With the latest issue, #95, Swedish anthology Galago has reverted to its previous, large format. Although I was introduced to the magazine in the paperback incarnation, the return to form appears to me as a celebration of the many gifted artists appearing inside.
And outside: The gorgeous cover by Sara Granér (whose work is more oppressively haunting than actually pretty) as well as the straightforward little six-panel gag by Johan Jergnér Ekervik on the back cover, opposites in expression and tone, serve as bookends delineating the editorial width of the book.
Highlights in this issue:
A sarcastically environmental fable by Ruben Vargas Dahlstrand in Richard Sala mode.
Liv Strömquist explaining how children are really Right Wing Christians.
Rikke Bakman reminiscing on a school visit to a pig farm (followed by a healthy serving of sausage)
More Granér, and I could go on about her qualities so long I’d better save it for a separate post.
Marcus Nyblom does one fullpage, wordless illustration in his characteristic, garish flat colours that make me want to go out and buy Poska pens RIGHT NOW!
And Lars Sjunnesson returns with a somehow mellowed version of his anarchic staple character Åke Jävel, which is always cause for celebration.
And Henrik Bromander shines with a gut-wrenching, slice-of-life story of the downtrodden and lost.
Oh yeah, and there’s some Jeffrey Brown material, too, but for some reason his recreation of a Marvel Comics cover speaks more to me than the story of how Cat Power “saved his life”.

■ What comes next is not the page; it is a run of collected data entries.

Issue #329, opened 2017-07-23
Getting exit code from runCommand()


IwfY:
For some command testing I want to evaluate the exit code returned by it. With the current implementation of runCommand() in WebTestCase this is not possible.

So I basically copied the function and used a reference parameter to pass the command's exit code.

    /**
     * Builds up the environment to run the given command.
     *
     * alternative to self::runCommand
     *
     * $reuseKernel defaults to true compared to Liip/WebTestCase
     *
     * @param string $name
     * @param array  $params
     * @param bool   $reuseKernel
     * @param int    $runExitCode pointer to be filled with exit code of run command
     *
     * @return string
     */
    protected function runCommandWithExitCode($name, array $params = array(), $reuseKernel = true, &$runExitCode)
    {
        array_unshift($params, $name);

        if (!$reuseKernel) {
            if (null !== static::$kernel) {
                static::$kernel->shutdown();
            }

            $kernel = static::$kernel = $this->createKernel(array('environment' => $this->environment));
            $kernel->boot();
        } else {
            $kernel = $this->getContainer()->get('kernel');
        }

        $application = new Application($kernel);
        $application->setAutoExit(false);

        // @codeCoverageIgnoreStart
        if ('203' === substr(Kernel::VERSION_ID, 0, 3)) {
            $params = $this->configureVerbosityForSymfony203($params);
        }
        // @codeCoverageIgnoreEnd

        $input = new ArrayInput($params);
        $input->setInteractive(false);

        $fp = fopen('php://temp/maxmemory:' . $this->maxMemory, 'r+');
        $output = new StreamOutput($fp, $this->getVerbosityLevel(), $this->getDecorated());

        $runExitCode = $application->run($input, $output);

        rewind($fp);

        return stream_get_contents($fp);
    }

I'd be willing to create a pull request for such functionality if it is wanted in this bundle. I just need some advice how to integrate this feature. Expanding the interface of the current runCommand in the way seen above might not be wanted as it would break backwards compatibility. But having this much duplicate code feels bad too.

Any interest in the feature or preferences how you'd like to have it implemented?

alexislefebvre:
We may add a variable in order to store the value:

```php
$this->lastExitCode = $application->run($input, $output);
```

And a method in order to check the exit code:

```php
public function assertSameLastExitCode($expectedExitCode) {
    // the following code has to be rewritten
    PHPUnit::assertSame($expectedExitCode, $this->lastExitCode);
}
```

[...]

Issue #219, opened 2016-01-14
runCommand(): use CommandTester (Enhancement)


Aerendir:
I'm trying to use the `WebTestCase::runCommand()` method.

I have yet implemented my unit test to test command, but, as I've anyway extend `WebTestBundle` to load fixtures, I like to also use other useful methods that the bundle provides.
So II'd like to rewrite my tests to use those methods.

Now I'm working on a command and seen the code of the method `WebTestCase::runCommand()`.

I noted it doesn't use the helpful `Symfony\Component\Console\Tester\CommandTester()` class: is there a reason for this? Or may be the `CommandTester` class were released after the `WebTestCase::runCommand()`?

Can someone help me understand?

lsmith77:
yes ``WebTestCase::runCommand()`` was created years before ``Symfony\Component\Console\Tester\CommandTester()``

Aerendir:
I'll work on it ASAP...

giosh94mhz:
This would be a cool addition, since with the current `runCommand` there is no status code returned.

Here's what I did:

```php
    $tester = new CommandTester($this->command);
    $this->assertEquals($this->command->getName(), 'my:name');
    $this->assertEquals(0, $tester->execute());
    $output = $tester->getOutput();
```

magnetik:
I've gave it a go in the PR above.

martiis:
I recently updated and got some issues. CommandTester does not dispatch console events and some tests started failing. Is there a solution?

Jean85:
Are you sure that you're not referencing a different kernel?

PR #460, opened 2018-10-18
Use symfony command tester

magnetik:
Relates to #329 and #219

I haven't fixed all tests but just one to verify that it's working.

Should I go forward and fix them all? Is this something wanted?

### DIFF
--- a/src/Test/WebTestCase.php
+++ b/src/Test/WebTestCase.php
@@ -22,8 +22,7 @@ use Symfony\Bundle\FrameworkBundle\Client;
 use Symfony\Bundle\FrameworkBundle\Console\Application;
 use Symfony\Bundle\FrameworkBundle\Test\WebTestCase as BaseWebTestCase;
 use Symfony\Component\BrowserKit\Cookie;
-use Symfony\Component\Console\Input\ArrayInput;
-use Symfony\Component\Console\Output\StreamOutput;
+use Symfony\Component\Console\Tester\CommandTester;
 use Symfony\Component\DependencyInjection\ContainerInterface;
 use Symfony\Component\DependencyInjection\ResettableContainerInterface;
 use Symfony\Component\DomCrawler\Crawler;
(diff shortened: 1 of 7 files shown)


alexislefebvre:
I like this change. Yes please update all the tests.

magnetik:
All 💚.
I've added a little something in the `UPGRADE` and `CHANGELOG`

tests/Command/CommandTest.php
```diff
@@ -27,54 +28,61 @@ class CommandTest extends WebTestCase
...
+        $this->assertContains('Environment: test', $this->commandTester->getDisplay());
+        $this->assertContains('Verbosity level: NORMAL', $this->commandTester->getDisplay());
     }
 
     public function testRunCommandWithoutOptionsAndNotReuseKernel(): void
     {
         // Run command without options
-        $this->display = $this->runCommand('liipfunctionaltestbundle:test');
+        $this->commandTester = $this->runCommand('liipfunctionaltestbundle:test');
+
```
alexislefebvre: We can reduce calls to `getDisplay()` by defining `$this->display` like before:
```suggestion
$this->display =  $this->commandTester->getDisplay();
```

magnetik: @alexislefebvre can we re-have your input on it? 
(About having to use `$this->display` or just a local variable `$display`. Because having only `$display` would change all lines too. )

alexislefebvre: I was thinking about using `$this->display` in the test like before, to reduce the number of changed lines. We can live with this. :+1:

src/Test/WebTestCase.php
```diff
@@ -87,38 +86,33 @@ protected function getServiceMockBuilder(string $id): MockBuilder
...
-
-        $application->run($input, $output);
-
-        rewind($fp);
+        $command = $application->find($name);
+        $commandTester = new CommandTester($command);
+        $commandTester->execute(
+            array_merge(['command' => $command->getName()], $params),
+            [
+                'interative' => false,
```
alexislefebvre: Should it be:
```suggestion
                'interactive' => false,
```
?

magnetik: Indeed, done !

I’m skipping the text pieces in the first reading, but the great Joakim Pirinen had an essay entitled “Infracolonialism” which sounded bizarre enough to catch my interest.
Turns out it is a contrafactic short story written in appropriated archaic Swedish, describing the conquest of Sweden by an African tribe. Thought-provoking, I’m sure, but I’d personally rather read Pirinen’s comics than his writings. Instead three vignettes in African primitive style will have to sate my appetite for his visuals.
But that is a minor objection to an overall stellar issue of “Sweden’s only radical comic magazine”, a praise that could easily be ascribed to the near-100 issues as a whole!